PR #12868, opened 2021-12-10
prevents custom docking points from being placed on plating

SomeguyManperson:

turns out plating is now a viable ship docking turf which means instead of needing to detonate a sizeable portion of the station to land a shuttle inside it you just would need to deconstruct all the walls and remove any floor tiles

# Changelog

:cl:  
tweak: custom shuttle landing points can now be placed on specifically asteroid/lavaland turfs not station maintenance
/:cl:

### DIFF
--- a/code/modules/shuttle/navigation_computer.dm
+++ b/code/modules/shuttle/navigation_computer.dm
@@ -15,7 +15,7 @@
 	var/view_range = 0
 	var/x_offset = 0
 	var/y_offset = 0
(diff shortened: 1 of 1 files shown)


nmajask:
> turns out plating is now a viable ship docking turf which means instead of needing to detonate a sizeable portion of the station to land a shuttle inside it you just would need to deconstruct all the walls and remove any floor tiles

I don't think this is true, if I recall correctly it also checks for area. If not, that would be much better way of going about it.

adamsong (approved):
Probably a good idea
***
▶ [WHAT IS NEEDED]: Would you transcribe all of the data, keeping each line exact?

▶ [RESPONSE AREA]:
PR #12868, opened 2021-12-10
prevents custom docking points from being placed on plating

SomeguyManperson:

turns out plating is now a viable ship docking turf which means instead of needing to detonate a sizeable portion of the station to land a shuttle inside it you just would need to deconstruct all the walls and remove any floor tiles

# Changelog

:cl:  
tweak: custom shuttle landing points can now be placed on specifically asteroid/lavaland turfs not station maintenance
/:cl:

### DIFF
--- a/code/modules/shuttle/navigation_computer.dm
+++ b/code/modules/shuttle/navigation_computer.dm
@@ -15,7 +15,7 @@
 	var/view_range = 0
 	var/x_offset = 0
 	var/y_offset = 0
(diff shortened: 1 of 1 files shown)


nmajask:
> turns out plating is now a viable ship docking turf which means instead of needing to detonate a sizeable portion of the station to land a shuttle inside it you just would need to deconstruct all the walls and remove any floor tiles

I don't think this is true, if I recall correctly it also checks for area. If not, that would be much better way of going about it.

adamsong (approved):
Probably a good idea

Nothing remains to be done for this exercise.